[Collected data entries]

§ §

PR #3553, opened 2021-07-28
Add VOID target

superm1:
Type of pull request:

- [ ] Code fix
- [x] Feature
- [ ] Documentation

### DIFF
--- a/contrib/ci/void.sh
+++ b/contrib/ci/void.sh
@@ -1,0 +1,26 @@
+#!/bin/sh
+set -e
+set -x
+
+#install dependencies
+xbps-install -Suy python3
+./contrib/ci/generate_dependencies.py | xargs xbps-install -y
+
+#clone test firmware
+if [ "$CI_NETWORK" = "true" ]; then
+	./contrib/ci/get_test_firmware.sh
+	export G_TEST_SRCDIR=`pwd`/fwupd-test-firmware/installed-tests
+fi
+
+#build
+rm -rf build
+meson build \
+ -Dman=false \
+ -Ddocs=none \
+ -Dgusb:tests=false \
+ -Dgcab:docs=false \
+ -Dconsolekit=false \
+ -Dsystemd=false \
+ -Db_lto=false \
+ -Delogind=true
+ninja -C build test -v
--- a/.github/workflows/create_containers.yml
+++ b/.github/workflows/create_containers.yml
@@ -9,7 +9,7 @@ jobs:
     strategy:
       fail-fast: false
       matrix:
-        os: [fedora, debian-x86_64, arch, debian-i386]
+        os: [fedora, debian-x86_64, arch, debian-i386, void]
 
     steps:
       - name: Check out the repo
--- a/.github/workflows/main.yml
+++ b/.github/workflows/main.yml
@@ -39,7 +39,7 @@ jobs:
     runs-on: ubuntu-latest
     strategy:
       matrix:
-        os: [fedora, debian-x86_64, arch, debian-i386]
+        os: [fedora, debian-x86_64, arch, debian-i386, void]
     steps:
       - uses: actions/checkout@v2
       - name: Docker login
--- a/contrib/ci/Dockerfile-void.in
+++ b/contrib/ci/Dockerfile-void.in
@@ -1,0 +1,10 @@
+FROM ghcr.io/void-linux/void-linux:latest-full-x86_64-musl
+%%%OS%%%
+ENV LANG en_US.UTF-8
+ENV LC_ALL en_US.UTF-8
+ENV CI_NETWORK true
+RUN echo fubar > /etc/machine-id
+RUN xbps-install -Suy xbps && xbps-install -uy
+%%%INSTALL_DEPENDENCIES_COMMAND%%%
+WORKDIR /github/workspace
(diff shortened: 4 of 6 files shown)


superm1:
CC @ericonr If you can please review it

contrib/ci/void.sh
```diff
@@ -0,0 +1,26 @@
+#!/bin/sh
+set -e
+set -x
+
+#install dependencies
+xbps-install -Suy python3
+./contrib/ci/generate_dependencies.py | xargs xbps-install -Suy
```
paper42, line 7: -S and -u are unnecessary here, the repositories were synced and the system was updated before in the Dockerfile

superm1: The Dockerfile is only updated nightly.  Is it possible they're out of sync?

superm1: Although I guess the previous line installing python also did the sync and update.  So probably at most need it in dockerfile and when python installs and that's it.

paper42: You are probably right, removing it from the second line shouldn't break anything. Anyway, xbps-install -Suy python3 will update **only** python3, nothing else.

superm1: Fixed 

My experience was python3 wasn't in the container by default. I think after this is merged and the first nightly container builds it won't get needed anymore.

paper42: What I am saying doesn't mean that you don't need to install python3, but that xbps-install -Suy python3 will not update the whole system. So add a line before this one with xbps-install -Suy.

I still don't think it's necessary to update the system again here. The Dockerfile is ran once per build right? If yes, then it doesn't matter that you are pulling a 24 hour old image, because in the next step you `RUN xbps-install -Suy`, so the system is up to date and -Su is not needed in this file.

superm1: No the Dockerfile is used to generate the container once per night, and so `xbps-install -Suy` runs once per 24 hours.  From the CI this is the only command run:
https://github.com/fwupd/fwupd/blob/master/.github/workflows/main.yml#L55

Which effectively means it runs `void.sh` and that's it.

hughsie (approved):
I have no authority here! :)

contrib/ci/void.sh
paper42: That makes sense, thanks for explaining. You still need to run `xbps-install -Suy` somewhere though.

superm1: I'll merge the PR as it is and then tomorrow after we have a successful run making the container will tear out python3 (which it shouldn't be needed anymore - should end up in container) and then can move the `-Suy` around

ericonr:
@superm1 thanks a lot for finishing this! I couldn't find time to sit down and figure out the whole thing. Really appreciate it.

superm1:
> @superm1 thanks a lot for finishing this! I couldn't find time to sit down and figure out the whole thing. Really appreciate it.

Sure thing. Something else we do with other distros that might be helpful is keep a copy of packaging stuff in contrib/ and call the real packaging.

It helps you as a downstream identify issues or packaging changes sooner.

If you want to do that feel free to submit in.

superm1:
@paper42 @ericonr the container isn't generating properly each night.  I've tried a few times to fix it, but keep flopping.
Can you take a look?
Here is the failure log:
https://github.com/fwupd/fwupd/runs/3206669569?check_suite_focus=true

And here is what is called to build it:
https://github.com/fwupd/fwupd/blob/master/.github/workflows/create_containers.yml
https://github.com/fwupd/fwupd/blob/master/contrib/ci/generate_docker.py
https://github.com/fwupd/fwupd/blob/master/contrib/ci/Dockerfile-void.in

Presumably you can check out master and try to do the same thing and repro it too.

ericonr:
I believe it's what was said here:

https://github.com/fwupd/fwupd/pull/3553#discussion_r678455173

You are trying to install something from the repositories that depends on updated packages, which leads to some weird corner cases in XBPS.

I changed the `RUN` line to be `RUN xbps-install -Suy xbps && xbps-install -uy && xbps-install -y \` and it seems to be going through fine.

I believe CI runners are hosted in the US, right (if you know that)? We could move it to use the US mirror for a speed up too.

superm1:
> I believe it's what was said here:
> 
> https://github.com/fwupd/fwupd/pull/3553#discussion_r678455173
> 
> You are trying to install something from the repositories that depends on updated packages, which leads to some weird corner cases in XBPS.
> 
> I changed the `RUN` line to be `RUN xbps-install -Suy xbps && xbps-install -uy && xbps-install -y \` and it seems to be going through fine.
> 
> I believe CI runners are hosted in the US, right (if you know that)? We could move it to use the US mirror for a speed up too.

Thanks! Can you add a PR with that fix?
I don't know where GitHub hosts them, if it's US then yes sure!

ericonr:
Sorry for the delay, will send in a bit.

ericonr:
Ah, you implemented already. Thanks.

dkwo:
@superm1 We currently use `-Dsupported_build=true -Dconsolekit=false -Dintrospection=true -Dsystemd=false -Dplugin_altos=false -Delogind=true -Dtests=false` and a couple of new dependencies that should be added are `gi-docgen fwupd-efi`.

§ §

=== ASSIGNMENT ===
Write out each line of the data above again, exactly as given.

=== SOLUTION TO THIS PROBLEM ===
PR #3553, opened 2021-07-28
Add VOID target

superm1:
Type of pull request:

- [ ] Code fix
- [x] Feature
- [ ] Documentation

### DIFF
--- a/contrib/ci/void.sh
+++ b/contrib/ci/void.sh
@@ -1,0 +1,26 @@
+#!/bin/sh
+set -e
+set -x
+
+#install dependencies
+xbps-install -Suy python3
+./contrib/ci/generate_dependencies.py | xargs xbps-install -y
+
+#clone test firmware
+if [ "$CI_NETWORK" = "true" ]; then
+	./contrib/ci/get_test_firmware.sh
+	export G_TEST_SRCDIR=`pwd`/fwupd-test-firmware/installed-tests
+fi
+
+#build
+rm -rf build
+meson build \
+ -Dman=false \
+ -Ddocs=none \
+ -Dgusb:tests=false \
+ -Dgcab:docs=false \
+ -Dconsolekit=false \
+ -Dsystemd=false \
+ -Db_lto=false \
+ -Delogind=true
+ninja -C build test -v
--- a/.github/workflows/create_containers.yml
+++ b/.github/workflows/create_containers.yml
@@ -9,7 +9,7 @@ jobs:
     strategy:
       fail-fast: false
       matrix:
-        os: [fedora, debian-x86_64, arch, debian-i386]
+        os: [fedora, debian-x86_64, arch, debian-i386, void]
 
     steps:
       - name: Check out the repo
--- a/.github/workflows/main.yml
+++ b/.github/workflows/main.yml
@@ -39,7 +39,7 @@ jobs:
     runs-on: ubuntu-latest
     strategy:
       matrix:
-        os: [fedora, debian-x86_64, arch, debian-i386]
+        os: [fedora, debian-x86_64, arch, debian-i386, void]
     steps:
       - uses: actions/checkout@v2
       - name: Docker login
--- a/contrib/ci/Dockerfile-void.in
+++ b/contrib/ci/Dockerfile-void.in
@@ -1,0 +1,10 @@
+FROM ghcr.io/void-linux/void-linux:latest-full-x86_64-musl
+%%%OS%%%
+ENV LANG en_US.UTF-8
+ENV LC_ALL en_US.UTF-8
+ENV CI_NETWORK true
+RUN echo fubar > /etc/machine-id
+RUN xbps-install -Suy xbps && xbps-install -uy
+%%%INSTALL_DEPENDENCIES_COMMAND%%%
+WORKDIR /github/workspace
(diff shortened: 4 of 6 files shown)


superm1:
CC @ericonr If you can please review it

contrib/ci/void.sh
```diff
@@ -0,0 +1,26 @@
+#!/bin/sh
+set -e
+set -x
+
+#install dependencies
+xbps-install -Suy python3
+./contrib/ci/generate_dependencies.py | xargs xbps-install -Suy
```
paper42, line 7: -S and -u are unnecessary here, the repositories were synced and the system was updated before in the Dockerfile

superm1: The Dockerfile is only updated nightly.  Is it possible they're out of sync?

superm1: Although I guess the previous line installing python also did the sync and update.  So probably at most need it in dockerfile and when python installs and that's it.

paper42: You are probably right, removing it from the second line shouldn't break anything. Anyway, xbps-install -Suy python3 will update **only** python3, nothing else.

superm1: Fixed 

My experience was python3 wasn't in the container by default. I think after this is merged and the first nightly container builds it won't get needed anymore.

paper42: What I am saying doesn't mean that you don't need to install python3, but that xbps-install -Suy python3 will not update the whole system. So add a line before this one with xbps-install -Suy.

I still don't think it's necessary to update the system again here. The Dockerfile is ran once per build right? If yes, then it doesn't matter that you are pulling a 24 hour old image, because in the next step you `RUN xbps-install -Suy`, so the system is up to date and -Su is not needed in this file.

superm1: No the Dockerfile is used to generate the container once per night, and so `xbps-install -Suy` runs once per 24 hours.  From the CI this is the only command run:
https://github.com/fwupd/fwupd/blob/master/.github/workflows/main.yml#L55

Which effectively means it runs `void.sh` and that's it.

hughsie (approved):
I have no authority here! :)

contrib/ci/void.sh
paper42: That makes sense, thanks for explaining. You still need to run `xbps-install -Suy` somewhere though.

superm1: I'll merge the PR as it is and then tomorrow after we have a successful run making the container will tear out python3 (which it shouldn't be needed anymore - should end up in container) and then can move the `-Suy` around

ericonr:
@superm1 thanks a lot for finishing this! I couldn't find time to sit down and figure out the whole thing. Really appreciate it.

superm1:
> @superm1 thanks a lot for finishing this! I couldn't find time to sit down and figure out the whole thing. Really appreciate it.

Sure thing. Something else we do with other distros that might be helpful is keep a copy of packaging stuff in contrib/ and call the real packaging.

It helps you as a downstream identify issues or packaging changes sooner.

If you want to do that feel free to submit in.

superm1:
@paper42 @ericonr the container isn't generating properly each night.  I've tried a few times to fix it, but keep flopping.
Can you take a look?
Here is the failure log:
https://github.com/fwupd/fwupd/runs/3206669569?check_suite_focus=true

And here is what is called to build it:
https://github.com/fwupd/fwupd/blob/master/.github/workflows/create_containers.yml
https://github.com/fwupd/fwupd/blob/master/contrib/ci/generate_docker.py
https://github.com/fwupd/fwupd/blob/master/contrib/ci/Dockerfile-void.in

Presumably you can check out master and try to do the same thing and repro it too.

ericonr:
I believe it's what was said here:

https://github.com/fwupd/fwupd/pull/3553#discussion_r678455173

You are trying to install something from the repositories that depends on updated packages, which leads to some weird corner cases in XBPS.

I changed the `RUN` line to be `RUN xbps-install -Suy xbps && xbps-install -uy && xbps-install -y \` and it seems to be going through fine.

I believe CI runners are hosted in the US, right (if you know that)? We could move it to use the US mirror for a speed up too.

superm1:
> I believe it's what was said here:
> 
> https://github.com/fwupd/fwupd/pull/3553#discussion_r678455173
> 
> You are trying to install something from the repositories that depends on updated packages, which leads to some weird corner cases in XBPS.
> 
> I changed the `RUN` line to be `RUN xbps-install -Suy xbps && xbps-install -uy && xbps-install -y \` and it seems to be going through fine.
> 
> I believe CI runners are hosted in the US, right (if you know that)? We could move it to use the US mirror for a speed up too.

Thanks! Can you add a PR with that fix?
I don't know where GitHub hosts them, if it's US then yes sure!

ericonr:
Sorry for the delay, will send in a bit.

ericonr:
Ah, you implemented already. Thanks.

dkwo:
@superm1 We currently use `-Dsupported_build=true -Dconsolekit=false -Dintrospection=true -Dsystemd=false -Dplugin_altos=false -Delogind=true -Dtests=false` and a couple of new dependencies that should be added are `gi-docgen fwupd-efi`.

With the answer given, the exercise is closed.